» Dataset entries
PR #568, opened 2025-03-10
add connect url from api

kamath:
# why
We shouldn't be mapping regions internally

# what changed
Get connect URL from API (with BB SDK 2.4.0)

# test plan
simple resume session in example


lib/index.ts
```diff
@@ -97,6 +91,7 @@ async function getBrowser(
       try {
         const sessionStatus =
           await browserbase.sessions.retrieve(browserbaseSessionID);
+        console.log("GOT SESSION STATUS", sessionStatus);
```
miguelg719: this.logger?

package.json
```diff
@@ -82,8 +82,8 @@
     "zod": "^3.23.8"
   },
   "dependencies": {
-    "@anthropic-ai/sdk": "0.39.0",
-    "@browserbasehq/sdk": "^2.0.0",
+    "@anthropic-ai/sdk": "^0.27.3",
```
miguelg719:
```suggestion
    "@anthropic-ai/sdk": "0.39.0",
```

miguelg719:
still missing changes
--
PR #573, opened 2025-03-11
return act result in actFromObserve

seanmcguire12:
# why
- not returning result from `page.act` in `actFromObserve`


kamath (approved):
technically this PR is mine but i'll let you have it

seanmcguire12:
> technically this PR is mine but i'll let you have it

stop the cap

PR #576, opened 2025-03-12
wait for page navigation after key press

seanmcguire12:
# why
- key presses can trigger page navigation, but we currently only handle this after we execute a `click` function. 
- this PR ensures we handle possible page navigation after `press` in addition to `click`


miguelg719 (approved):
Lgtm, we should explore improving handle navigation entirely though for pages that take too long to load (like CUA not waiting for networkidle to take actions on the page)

» Assignment
Look above for the line holding "wait for page navigation after key press", then set down exactly that line and every line after it up to and including the line holding "Lgtm, we should", with nothing else.

» Answer to this exercise
wait for page navigation after key press

seanmcguire12:
# why
- key presses can trigger page navigation, but we currently only handle this after we execute a `click` function. 
- this PR ensures we handle possible page navigation after `press` in addition to `click`


miguelg719 (approved):
Lgtm, we should explore improving handle navigation entirely though for pages that take too long to load (like CUA not waiting for networkidle to take actions on the page)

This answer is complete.